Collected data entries
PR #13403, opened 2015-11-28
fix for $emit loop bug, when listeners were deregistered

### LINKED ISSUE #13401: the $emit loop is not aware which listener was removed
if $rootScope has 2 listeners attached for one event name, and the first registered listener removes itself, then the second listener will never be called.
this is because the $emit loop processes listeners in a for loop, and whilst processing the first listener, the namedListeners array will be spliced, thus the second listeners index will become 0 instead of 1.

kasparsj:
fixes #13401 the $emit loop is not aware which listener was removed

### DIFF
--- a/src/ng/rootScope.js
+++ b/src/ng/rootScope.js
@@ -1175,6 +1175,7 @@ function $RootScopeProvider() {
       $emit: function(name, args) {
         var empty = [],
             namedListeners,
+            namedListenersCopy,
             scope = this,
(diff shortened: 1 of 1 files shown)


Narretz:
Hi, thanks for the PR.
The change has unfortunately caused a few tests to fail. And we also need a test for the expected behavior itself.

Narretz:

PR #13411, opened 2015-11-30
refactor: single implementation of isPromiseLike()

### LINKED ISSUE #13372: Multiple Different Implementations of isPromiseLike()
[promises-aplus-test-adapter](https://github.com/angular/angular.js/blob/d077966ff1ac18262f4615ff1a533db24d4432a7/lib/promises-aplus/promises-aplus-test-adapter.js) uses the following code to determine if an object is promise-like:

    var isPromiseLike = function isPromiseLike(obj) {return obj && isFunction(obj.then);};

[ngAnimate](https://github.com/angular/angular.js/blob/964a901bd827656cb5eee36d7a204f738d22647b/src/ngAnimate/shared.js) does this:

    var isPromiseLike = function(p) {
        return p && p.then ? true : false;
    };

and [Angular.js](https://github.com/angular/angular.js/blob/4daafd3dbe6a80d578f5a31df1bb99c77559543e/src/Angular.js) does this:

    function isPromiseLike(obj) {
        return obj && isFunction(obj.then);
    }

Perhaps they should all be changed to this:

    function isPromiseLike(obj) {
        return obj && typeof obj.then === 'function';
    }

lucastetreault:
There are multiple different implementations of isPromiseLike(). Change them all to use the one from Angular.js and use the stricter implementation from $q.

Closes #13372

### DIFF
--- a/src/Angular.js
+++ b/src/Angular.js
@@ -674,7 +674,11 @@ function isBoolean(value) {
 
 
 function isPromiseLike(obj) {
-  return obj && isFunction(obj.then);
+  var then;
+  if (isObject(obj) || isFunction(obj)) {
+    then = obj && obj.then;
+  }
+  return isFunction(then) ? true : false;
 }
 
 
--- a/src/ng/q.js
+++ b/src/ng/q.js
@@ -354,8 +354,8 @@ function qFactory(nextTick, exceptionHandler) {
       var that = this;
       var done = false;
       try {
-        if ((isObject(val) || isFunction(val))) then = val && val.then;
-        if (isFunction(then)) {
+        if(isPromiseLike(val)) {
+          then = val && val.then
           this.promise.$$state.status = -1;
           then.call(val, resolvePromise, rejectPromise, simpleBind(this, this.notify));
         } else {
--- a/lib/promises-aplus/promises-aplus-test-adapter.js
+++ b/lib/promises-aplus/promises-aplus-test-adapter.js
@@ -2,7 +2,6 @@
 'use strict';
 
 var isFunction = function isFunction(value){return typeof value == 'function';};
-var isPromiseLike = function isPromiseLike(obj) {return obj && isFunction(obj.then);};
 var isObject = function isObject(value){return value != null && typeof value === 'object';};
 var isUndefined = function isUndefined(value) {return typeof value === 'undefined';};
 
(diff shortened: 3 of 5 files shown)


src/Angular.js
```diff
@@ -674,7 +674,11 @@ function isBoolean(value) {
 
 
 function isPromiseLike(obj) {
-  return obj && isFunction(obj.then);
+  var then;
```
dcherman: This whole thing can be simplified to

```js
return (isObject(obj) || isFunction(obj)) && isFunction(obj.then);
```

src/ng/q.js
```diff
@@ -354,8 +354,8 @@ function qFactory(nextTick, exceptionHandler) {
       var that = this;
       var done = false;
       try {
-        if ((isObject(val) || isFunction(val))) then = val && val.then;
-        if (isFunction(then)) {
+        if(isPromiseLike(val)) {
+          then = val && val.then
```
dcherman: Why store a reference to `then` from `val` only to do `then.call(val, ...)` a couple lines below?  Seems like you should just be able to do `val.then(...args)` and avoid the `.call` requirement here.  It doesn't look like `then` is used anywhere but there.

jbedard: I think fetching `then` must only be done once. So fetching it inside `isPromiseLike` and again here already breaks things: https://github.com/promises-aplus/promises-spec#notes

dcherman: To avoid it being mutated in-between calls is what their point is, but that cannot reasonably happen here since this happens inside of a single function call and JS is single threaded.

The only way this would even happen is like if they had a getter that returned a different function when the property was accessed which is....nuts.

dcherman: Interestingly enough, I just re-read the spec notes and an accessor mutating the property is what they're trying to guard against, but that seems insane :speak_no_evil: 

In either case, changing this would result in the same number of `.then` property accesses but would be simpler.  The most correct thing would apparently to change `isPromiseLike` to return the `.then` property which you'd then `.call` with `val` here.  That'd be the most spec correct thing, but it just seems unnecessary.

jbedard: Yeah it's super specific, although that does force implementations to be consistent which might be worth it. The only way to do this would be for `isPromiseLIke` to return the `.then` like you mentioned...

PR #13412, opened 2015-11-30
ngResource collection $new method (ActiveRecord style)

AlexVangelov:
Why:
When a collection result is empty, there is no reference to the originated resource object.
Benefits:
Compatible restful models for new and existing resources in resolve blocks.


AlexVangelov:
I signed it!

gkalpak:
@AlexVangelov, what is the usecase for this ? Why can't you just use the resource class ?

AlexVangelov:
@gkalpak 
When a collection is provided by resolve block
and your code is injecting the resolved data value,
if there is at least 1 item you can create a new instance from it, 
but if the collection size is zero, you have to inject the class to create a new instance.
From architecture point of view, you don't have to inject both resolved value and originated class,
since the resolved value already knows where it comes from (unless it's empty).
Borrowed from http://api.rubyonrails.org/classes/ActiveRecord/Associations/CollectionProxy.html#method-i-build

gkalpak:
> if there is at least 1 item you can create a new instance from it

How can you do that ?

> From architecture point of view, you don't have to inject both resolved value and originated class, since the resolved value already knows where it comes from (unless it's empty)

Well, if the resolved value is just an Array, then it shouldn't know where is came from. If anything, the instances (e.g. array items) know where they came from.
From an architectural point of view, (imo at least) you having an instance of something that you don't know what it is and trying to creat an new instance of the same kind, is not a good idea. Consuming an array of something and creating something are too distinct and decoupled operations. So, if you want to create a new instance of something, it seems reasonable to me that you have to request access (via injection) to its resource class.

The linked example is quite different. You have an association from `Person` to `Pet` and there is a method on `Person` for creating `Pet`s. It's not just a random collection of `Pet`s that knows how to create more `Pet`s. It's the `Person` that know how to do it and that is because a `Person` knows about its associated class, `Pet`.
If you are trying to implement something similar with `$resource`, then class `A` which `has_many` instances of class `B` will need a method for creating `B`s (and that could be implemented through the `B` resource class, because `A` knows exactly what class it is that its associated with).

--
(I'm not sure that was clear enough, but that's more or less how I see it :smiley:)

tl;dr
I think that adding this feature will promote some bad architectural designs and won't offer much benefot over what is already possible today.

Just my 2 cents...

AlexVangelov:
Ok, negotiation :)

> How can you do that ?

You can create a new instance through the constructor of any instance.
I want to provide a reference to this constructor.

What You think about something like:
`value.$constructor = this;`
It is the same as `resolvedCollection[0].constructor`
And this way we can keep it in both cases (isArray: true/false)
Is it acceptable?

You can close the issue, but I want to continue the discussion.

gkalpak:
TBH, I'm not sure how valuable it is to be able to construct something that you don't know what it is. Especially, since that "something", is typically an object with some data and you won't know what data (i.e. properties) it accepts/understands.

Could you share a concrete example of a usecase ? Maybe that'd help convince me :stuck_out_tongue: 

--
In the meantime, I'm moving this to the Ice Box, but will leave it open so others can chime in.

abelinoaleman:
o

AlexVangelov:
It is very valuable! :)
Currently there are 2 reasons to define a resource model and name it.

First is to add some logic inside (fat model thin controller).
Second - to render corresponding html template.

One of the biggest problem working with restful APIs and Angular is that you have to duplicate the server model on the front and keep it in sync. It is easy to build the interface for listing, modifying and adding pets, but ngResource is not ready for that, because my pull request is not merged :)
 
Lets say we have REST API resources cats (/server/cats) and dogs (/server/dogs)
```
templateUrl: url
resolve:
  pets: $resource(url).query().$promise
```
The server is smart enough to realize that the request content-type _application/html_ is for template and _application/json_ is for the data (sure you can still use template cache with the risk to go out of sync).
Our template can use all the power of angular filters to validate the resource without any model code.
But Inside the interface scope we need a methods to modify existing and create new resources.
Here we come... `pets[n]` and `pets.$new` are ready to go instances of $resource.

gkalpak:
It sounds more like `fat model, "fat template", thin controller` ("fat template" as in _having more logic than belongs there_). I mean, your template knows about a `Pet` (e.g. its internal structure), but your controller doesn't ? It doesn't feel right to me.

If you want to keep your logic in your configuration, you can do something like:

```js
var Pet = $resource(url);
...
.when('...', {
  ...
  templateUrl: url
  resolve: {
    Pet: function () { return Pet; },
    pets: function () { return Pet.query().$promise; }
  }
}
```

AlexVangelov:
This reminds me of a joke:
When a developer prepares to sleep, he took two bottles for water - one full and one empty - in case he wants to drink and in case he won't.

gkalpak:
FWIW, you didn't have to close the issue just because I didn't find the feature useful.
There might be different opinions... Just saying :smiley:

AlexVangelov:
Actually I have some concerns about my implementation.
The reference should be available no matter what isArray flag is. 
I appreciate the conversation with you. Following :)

TASK STATEMENT
Throughout the data above, count the lines where the word "isArray" occurs, and report that figure alone.

SOLVED PROBLEM
2